Saved entries

== Segment start ==

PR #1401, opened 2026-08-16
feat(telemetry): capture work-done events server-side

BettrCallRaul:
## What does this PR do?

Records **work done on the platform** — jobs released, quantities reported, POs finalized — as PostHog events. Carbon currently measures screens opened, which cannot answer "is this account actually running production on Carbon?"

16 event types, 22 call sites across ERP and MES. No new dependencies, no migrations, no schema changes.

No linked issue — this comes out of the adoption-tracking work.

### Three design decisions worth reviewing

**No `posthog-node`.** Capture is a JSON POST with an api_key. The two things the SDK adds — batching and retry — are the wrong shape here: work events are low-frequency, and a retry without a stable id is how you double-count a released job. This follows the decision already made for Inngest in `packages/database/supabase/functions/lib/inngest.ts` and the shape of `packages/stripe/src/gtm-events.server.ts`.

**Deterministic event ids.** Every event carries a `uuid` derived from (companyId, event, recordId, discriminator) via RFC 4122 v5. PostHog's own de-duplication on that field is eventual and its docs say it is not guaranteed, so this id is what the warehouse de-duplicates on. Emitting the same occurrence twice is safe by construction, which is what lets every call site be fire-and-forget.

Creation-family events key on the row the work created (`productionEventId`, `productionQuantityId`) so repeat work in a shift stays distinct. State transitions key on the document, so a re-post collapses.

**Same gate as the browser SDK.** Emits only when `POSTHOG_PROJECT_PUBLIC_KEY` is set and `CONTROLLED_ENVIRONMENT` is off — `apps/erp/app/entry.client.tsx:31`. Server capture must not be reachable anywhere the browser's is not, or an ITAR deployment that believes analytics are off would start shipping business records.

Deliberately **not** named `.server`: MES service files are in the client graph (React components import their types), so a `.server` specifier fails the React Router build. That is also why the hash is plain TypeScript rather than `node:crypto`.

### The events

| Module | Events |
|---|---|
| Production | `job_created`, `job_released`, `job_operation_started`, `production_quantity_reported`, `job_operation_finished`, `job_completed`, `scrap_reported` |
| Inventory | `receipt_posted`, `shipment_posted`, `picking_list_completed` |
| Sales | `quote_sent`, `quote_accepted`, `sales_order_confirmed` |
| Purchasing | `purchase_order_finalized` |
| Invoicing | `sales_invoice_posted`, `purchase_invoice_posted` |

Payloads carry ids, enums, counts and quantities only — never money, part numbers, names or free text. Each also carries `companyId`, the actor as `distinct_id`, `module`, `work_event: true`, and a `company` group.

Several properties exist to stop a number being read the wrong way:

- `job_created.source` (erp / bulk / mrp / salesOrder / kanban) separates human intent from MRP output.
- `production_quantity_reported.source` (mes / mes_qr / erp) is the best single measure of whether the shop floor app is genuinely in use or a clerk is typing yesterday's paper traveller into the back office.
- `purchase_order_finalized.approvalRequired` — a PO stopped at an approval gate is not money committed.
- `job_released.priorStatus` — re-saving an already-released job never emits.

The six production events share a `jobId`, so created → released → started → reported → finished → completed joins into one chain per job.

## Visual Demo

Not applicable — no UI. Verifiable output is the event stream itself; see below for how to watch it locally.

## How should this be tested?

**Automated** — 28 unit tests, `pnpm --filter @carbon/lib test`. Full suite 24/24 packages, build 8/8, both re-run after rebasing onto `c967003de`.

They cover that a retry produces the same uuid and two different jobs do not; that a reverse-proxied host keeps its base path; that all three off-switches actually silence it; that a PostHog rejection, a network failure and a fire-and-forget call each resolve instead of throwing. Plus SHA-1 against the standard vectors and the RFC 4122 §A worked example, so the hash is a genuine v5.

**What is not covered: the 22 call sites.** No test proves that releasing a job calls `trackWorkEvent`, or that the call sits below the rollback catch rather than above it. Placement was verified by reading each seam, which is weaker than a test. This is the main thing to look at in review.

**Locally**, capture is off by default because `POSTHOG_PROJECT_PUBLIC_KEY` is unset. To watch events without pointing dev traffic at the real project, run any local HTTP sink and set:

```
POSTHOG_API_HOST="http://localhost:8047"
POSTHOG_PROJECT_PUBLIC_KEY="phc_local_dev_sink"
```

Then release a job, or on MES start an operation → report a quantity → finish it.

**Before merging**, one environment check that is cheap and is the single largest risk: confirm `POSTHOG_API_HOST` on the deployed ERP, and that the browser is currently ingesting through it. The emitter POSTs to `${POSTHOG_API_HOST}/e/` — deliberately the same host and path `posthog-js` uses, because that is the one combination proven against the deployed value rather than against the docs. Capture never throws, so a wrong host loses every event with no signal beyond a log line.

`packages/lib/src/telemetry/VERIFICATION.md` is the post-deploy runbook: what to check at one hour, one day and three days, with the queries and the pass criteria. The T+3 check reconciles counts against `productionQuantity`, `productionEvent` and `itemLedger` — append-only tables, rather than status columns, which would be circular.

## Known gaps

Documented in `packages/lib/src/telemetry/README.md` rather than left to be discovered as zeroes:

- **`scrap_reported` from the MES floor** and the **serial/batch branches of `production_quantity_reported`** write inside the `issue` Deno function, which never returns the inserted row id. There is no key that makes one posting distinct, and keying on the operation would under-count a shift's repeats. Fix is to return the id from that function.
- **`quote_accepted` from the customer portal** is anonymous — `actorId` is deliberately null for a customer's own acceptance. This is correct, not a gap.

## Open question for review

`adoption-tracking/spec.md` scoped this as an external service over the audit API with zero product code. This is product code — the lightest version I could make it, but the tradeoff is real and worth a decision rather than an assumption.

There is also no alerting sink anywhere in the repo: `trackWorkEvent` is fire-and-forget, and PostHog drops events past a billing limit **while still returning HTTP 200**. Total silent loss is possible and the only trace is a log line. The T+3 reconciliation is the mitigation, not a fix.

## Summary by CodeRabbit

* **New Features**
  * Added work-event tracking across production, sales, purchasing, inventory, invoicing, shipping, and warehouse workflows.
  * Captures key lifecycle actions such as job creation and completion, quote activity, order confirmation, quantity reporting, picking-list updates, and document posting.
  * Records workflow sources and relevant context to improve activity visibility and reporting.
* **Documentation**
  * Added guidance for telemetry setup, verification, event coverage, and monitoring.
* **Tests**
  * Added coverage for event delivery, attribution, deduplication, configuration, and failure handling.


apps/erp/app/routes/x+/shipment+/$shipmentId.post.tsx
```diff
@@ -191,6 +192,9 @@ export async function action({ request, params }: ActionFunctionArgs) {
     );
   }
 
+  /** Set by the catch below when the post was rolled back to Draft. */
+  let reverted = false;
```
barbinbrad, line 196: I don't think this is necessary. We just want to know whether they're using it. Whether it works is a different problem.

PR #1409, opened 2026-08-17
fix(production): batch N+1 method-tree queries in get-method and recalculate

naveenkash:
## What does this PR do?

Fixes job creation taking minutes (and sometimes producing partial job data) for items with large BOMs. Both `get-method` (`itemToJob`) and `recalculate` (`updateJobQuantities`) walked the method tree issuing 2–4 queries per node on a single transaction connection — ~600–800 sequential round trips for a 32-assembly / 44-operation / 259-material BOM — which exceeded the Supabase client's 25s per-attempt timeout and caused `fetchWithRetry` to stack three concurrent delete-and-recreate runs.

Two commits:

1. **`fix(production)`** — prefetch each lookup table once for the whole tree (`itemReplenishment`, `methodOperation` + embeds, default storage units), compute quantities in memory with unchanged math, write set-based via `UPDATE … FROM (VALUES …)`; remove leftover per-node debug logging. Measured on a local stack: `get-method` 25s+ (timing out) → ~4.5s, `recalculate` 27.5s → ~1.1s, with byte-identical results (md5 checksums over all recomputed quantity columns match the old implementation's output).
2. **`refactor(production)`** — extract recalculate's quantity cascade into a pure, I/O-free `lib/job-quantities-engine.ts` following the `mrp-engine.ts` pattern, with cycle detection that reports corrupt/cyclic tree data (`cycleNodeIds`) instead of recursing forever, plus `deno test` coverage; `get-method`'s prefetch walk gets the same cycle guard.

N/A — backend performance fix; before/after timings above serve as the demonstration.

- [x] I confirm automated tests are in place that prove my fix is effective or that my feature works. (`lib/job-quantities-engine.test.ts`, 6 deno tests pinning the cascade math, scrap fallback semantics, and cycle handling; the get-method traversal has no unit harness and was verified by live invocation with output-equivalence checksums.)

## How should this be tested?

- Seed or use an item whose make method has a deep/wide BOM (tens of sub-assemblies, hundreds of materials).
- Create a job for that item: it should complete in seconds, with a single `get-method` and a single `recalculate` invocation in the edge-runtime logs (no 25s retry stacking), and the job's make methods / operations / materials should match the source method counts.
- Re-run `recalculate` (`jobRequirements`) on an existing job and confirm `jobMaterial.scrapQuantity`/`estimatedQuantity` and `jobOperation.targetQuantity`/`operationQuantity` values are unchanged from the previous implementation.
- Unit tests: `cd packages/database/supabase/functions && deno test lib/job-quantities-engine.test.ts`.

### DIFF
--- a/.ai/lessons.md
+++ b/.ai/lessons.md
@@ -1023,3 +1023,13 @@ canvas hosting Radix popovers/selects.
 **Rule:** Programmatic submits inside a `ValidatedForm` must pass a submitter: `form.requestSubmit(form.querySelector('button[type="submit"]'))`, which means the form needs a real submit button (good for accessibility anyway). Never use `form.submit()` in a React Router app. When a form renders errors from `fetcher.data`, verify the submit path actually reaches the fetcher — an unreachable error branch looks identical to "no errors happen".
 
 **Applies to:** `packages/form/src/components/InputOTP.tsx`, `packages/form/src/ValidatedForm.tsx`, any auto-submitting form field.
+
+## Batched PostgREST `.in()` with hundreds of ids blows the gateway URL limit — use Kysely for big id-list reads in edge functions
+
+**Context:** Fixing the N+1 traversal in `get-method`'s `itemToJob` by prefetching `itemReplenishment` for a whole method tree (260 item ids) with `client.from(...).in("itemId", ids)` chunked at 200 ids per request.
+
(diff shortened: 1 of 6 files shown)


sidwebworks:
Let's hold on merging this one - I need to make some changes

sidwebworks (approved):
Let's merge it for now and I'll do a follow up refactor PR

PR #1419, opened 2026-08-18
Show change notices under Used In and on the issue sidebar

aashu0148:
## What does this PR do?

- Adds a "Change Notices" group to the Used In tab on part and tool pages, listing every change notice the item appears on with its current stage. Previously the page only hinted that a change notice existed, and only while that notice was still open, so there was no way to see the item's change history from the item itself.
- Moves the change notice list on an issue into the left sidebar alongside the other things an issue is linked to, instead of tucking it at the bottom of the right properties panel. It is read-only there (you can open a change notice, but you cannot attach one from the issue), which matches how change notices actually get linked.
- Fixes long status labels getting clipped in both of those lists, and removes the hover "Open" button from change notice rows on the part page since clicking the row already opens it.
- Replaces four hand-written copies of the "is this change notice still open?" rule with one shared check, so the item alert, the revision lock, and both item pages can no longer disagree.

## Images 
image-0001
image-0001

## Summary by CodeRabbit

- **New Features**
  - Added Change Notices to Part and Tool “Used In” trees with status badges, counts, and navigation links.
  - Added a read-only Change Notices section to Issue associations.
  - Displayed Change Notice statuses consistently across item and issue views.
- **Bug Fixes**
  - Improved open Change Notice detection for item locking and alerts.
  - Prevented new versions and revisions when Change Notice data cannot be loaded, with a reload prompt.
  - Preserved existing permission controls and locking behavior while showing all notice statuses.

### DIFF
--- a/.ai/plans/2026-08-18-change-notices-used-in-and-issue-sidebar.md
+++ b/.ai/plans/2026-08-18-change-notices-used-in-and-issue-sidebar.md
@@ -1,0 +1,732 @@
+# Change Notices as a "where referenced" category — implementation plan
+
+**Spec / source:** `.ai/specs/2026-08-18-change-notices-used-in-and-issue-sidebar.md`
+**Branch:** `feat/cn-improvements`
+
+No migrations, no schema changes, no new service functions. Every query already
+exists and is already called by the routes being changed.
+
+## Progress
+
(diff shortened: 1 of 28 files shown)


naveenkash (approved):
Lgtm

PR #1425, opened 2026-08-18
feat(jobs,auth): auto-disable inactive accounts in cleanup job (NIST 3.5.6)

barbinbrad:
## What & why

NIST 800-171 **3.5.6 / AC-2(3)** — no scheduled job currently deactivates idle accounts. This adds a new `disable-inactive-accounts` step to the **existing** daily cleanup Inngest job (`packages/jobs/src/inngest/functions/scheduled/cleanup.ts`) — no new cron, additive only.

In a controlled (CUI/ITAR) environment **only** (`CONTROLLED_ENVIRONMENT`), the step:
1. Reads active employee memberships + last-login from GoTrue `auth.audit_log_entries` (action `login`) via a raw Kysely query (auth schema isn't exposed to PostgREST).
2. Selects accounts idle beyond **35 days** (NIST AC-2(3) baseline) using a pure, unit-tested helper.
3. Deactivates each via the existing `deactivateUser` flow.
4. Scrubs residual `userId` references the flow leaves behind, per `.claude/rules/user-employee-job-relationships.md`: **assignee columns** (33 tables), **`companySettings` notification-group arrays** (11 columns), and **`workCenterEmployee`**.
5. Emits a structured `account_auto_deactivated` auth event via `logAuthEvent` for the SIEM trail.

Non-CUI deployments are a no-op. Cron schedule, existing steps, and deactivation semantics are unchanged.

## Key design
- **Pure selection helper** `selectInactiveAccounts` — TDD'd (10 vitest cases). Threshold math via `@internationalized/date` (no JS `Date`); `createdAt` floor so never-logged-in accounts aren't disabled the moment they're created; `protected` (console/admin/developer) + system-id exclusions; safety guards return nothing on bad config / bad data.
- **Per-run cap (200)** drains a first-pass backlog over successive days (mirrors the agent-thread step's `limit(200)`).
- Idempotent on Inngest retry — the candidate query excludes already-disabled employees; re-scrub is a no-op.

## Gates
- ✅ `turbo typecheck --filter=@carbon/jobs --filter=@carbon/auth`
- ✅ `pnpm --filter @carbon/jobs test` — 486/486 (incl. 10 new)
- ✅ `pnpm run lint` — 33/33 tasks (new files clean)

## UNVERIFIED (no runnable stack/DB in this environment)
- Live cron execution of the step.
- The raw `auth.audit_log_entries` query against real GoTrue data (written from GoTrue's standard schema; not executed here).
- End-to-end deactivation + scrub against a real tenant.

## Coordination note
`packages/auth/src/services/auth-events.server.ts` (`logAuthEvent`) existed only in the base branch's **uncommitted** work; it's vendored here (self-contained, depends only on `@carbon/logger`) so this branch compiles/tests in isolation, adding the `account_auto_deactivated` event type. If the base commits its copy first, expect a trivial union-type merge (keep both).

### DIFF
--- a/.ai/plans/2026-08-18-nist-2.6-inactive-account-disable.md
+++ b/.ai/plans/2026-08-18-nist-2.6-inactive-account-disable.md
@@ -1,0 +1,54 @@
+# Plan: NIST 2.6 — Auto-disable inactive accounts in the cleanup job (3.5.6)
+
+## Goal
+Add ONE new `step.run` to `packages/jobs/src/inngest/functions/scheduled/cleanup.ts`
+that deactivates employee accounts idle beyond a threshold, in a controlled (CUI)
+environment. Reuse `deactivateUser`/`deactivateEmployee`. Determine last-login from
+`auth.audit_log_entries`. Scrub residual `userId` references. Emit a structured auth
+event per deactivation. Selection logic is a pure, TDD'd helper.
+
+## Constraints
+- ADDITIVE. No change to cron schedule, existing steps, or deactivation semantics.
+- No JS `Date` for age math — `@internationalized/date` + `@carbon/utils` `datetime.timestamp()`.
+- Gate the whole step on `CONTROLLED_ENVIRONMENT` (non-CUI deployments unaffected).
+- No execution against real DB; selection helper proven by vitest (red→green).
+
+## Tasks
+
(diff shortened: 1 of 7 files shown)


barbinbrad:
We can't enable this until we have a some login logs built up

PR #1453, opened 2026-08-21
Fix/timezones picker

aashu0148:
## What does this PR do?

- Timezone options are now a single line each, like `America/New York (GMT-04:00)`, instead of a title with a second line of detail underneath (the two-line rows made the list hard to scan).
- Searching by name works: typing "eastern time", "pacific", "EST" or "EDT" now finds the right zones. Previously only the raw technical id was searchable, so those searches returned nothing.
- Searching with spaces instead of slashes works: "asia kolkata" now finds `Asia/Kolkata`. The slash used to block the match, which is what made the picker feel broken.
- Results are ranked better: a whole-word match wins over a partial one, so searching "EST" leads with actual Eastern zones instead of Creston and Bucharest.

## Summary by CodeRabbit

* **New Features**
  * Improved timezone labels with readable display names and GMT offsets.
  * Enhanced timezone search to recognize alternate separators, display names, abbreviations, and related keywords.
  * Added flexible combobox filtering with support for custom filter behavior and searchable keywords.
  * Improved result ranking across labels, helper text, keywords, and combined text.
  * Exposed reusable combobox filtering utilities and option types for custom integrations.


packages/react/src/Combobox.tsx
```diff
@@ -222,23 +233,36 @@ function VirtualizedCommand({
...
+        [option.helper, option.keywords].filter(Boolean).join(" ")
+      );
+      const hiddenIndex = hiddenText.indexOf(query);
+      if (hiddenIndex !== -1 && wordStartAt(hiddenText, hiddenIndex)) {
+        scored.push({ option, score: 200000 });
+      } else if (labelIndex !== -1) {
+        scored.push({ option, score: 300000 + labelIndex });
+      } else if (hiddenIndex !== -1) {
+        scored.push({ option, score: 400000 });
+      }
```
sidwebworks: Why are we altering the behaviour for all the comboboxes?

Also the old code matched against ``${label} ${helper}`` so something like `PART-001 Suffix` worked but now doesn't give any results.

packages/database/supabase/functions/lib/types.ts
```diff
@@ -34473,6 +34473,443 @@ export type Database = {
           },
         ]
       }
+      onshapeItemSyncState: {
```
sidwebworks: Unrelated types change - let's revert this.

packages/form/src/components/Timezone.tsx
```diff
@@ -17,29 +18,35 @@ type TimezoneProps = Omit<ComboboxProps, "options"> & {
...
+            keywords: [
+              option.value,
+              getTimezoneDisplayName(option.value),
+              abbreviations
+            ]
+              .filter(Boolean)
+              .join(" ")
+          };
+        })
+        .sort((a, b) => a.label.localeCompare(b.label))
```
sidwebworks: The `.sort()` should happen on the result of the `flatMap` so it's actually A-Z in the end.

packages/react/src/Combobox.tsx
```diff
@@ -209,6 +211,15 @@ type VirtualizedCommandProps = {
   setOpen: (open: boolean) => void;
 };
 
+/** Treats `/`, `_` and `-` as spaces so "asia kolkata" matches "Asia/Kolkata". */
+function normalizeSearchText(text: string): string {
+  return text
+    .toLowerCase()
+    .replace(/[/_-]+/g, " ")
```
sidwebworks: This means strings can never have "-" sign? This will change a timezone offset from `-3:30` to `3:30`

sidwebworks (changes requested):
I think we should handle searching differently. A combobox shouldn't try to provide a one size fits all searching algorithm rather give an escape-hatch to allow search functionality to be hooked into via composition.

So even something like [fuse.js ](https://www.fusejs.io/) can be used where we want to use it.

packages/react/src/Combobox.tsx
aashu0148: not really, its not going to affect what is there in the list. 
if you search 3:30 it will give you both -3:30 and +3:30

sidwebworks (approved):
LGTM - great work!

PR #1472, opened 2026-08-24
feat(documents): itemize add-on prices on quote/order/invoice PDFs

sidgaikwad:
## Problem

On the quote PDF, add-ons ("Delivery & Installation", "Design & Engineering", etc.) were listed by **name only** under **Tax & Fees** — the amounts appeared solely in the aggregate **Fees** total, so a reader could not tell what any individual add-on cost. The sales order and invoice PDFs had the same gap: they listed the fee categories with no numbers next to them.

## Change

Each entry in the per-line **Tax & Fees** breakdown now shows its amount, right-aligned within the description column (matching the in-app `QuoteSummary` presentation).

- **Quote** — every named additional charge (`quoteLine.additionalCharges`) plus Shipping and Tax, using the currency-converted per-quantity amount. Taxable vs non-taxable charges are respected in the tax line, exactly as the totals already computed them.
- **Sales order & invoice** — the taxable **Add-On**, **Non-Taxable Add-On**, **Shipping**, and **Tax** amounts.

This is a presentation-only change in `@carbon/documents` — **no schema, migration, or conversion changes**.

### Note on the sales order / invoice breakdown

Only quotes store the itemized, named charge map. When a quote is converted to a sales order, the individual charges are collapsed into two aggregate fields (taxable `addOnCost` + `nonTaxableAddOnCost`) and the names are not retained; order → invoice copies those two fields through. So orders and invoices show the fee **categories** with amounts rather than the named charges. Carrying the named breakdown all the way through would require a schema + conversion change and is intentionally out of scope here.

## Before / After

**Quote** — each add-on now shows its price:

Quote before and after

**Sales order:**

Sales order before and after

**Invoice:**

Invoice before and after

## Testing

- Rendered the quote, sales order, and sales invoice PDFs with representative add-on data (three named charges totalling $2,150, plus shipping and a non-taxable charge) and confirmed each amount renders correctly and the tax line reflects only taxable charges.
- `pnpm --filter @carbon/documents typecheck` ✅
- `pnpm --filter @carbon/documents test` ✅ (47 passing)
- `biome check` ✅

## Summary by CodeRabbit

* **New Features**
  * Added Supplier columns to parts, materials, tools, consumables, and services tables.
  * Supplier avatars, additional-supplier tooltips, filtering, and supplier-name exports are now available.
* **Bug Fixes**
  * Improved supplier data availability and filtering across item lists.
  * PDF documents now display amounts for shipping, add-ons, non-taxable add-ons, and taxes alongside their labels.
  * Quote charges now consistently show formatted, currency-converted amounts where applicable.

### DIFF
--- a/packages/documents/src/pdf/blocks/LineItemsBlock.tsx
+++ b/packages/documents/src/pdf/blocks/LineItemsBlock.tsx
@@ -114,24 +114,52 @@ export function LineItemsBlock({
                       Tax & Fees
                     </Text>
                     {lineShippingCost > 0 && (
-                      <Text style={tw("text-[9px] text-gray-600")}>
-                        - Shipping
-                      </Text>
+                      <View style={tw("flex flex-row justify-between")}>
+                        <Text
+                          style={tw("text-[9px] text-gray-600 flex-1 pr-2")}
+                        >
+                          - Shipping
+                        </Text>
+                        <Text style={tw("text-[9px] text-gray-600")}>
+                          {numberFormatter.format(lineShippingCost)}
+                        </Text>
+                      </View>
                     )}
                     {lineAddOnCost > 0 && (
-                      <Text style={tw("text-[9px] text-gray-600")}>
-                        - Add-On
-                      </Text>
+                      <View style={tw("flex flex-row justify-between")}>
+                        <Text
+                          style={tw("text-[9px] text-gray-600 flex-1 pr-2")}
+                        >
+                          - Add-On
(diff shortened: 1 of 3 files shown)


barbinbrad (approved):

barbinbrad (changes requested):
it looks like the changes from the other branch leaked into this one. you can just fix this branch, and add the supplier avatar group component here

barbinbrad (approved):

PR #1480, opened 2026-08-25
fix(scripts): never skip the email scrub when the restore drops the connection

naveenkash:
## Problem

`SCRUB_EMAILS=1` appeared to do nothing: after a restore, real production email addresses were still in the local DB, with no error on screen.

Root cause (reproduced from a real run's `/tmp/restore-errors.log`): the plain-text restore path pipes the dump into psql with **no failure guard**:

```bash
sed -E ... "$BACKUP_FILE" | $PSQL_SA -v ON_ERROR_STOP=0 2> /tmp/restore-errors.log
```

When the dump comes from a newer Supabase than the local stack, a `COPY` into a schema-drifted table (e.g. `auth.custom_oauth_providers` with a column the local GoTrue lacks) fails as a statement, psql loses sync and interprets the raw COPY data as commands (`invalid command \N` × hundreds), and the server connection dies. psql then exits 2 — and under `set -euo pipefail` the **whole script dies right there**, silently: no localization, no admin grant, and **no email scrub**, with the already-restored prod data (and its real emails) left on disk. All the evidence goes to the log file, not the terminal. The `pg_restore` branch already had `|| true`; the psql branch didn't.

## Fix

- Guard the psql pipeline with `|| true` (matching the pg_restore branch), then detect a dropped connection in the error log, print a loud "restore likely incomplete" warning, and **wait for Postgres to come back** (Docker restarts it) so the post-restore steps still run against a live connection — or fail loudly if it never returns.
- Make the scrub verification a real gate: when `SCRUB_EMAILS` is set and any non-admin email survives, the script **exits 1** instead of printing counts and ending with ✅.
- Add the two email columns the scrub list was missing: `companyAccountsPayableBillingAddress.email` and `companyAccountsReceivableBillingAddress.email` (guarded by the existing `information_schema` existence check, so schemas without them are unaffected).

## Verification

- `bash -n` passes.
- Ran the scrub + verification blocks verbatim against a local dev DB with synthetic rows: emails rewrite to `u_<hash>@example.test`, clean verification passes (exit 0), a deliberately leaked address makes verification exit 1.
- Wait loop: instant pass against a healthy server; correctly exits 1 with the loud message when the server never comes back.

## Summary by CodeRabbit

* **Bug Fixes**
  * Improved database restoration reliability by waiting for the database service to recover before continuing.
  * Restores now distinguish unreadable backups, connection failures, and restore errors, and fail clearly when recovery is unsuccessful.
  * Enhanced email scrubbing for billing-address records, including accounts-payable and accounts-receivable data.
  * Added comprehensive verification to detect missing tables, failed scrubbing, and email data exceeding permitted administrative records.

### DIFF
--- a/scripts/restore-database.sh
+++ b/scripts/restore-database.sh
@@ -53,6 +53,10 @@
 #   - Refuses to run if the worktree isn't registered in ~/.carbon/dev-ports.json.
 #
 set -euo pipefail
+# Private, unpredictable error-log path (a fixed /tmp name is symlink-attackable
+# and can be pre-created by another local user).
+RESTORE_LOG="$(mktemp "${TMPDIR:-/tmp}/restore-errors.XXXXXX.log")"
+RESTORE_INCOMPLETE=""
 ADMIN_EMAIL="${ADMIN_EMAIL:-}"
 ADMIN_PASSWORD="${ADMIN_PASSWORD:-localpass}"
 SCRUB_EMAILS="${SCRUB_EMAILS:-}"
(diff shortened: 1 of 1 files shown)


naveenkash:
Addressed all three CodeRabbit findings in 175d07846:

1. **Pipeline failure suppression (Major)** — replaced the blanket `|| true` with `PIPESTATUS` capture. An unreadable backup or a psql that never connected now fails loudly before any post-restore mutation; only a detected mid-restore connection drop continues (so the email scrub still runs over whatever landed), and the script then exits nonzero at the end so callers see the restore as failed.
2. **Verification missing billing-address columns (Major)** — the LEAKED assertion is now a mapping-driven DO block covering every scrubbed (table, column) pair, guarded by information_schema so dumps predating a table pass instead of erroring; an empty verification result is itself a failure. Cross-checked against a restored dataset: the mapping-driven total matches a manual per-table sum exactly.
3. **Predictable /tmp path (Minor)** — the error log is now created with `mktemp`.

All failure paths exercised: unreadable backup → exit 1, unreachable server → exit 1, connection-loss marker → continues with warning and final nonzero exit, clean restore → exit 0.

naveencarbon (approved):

== Segment end ==

PROBLEM ▸ Only the lines from the start of the data to the line holding "Records **work done" are wanted; return them exactly, both ends included.

OUTPUT FOR THIS EXERCISE ▸
PR #1401, opened 2026-08-16
feat(telemetry): capture work-done events server-side

BettrCallRaul:
## What does this PR do?

Records **work done on the platform** — jobs released, quantities reported, POs finalized — as PostHog events. Carbon currently measures screens opened, which cannot answer "is this account actually running production on Carbon?"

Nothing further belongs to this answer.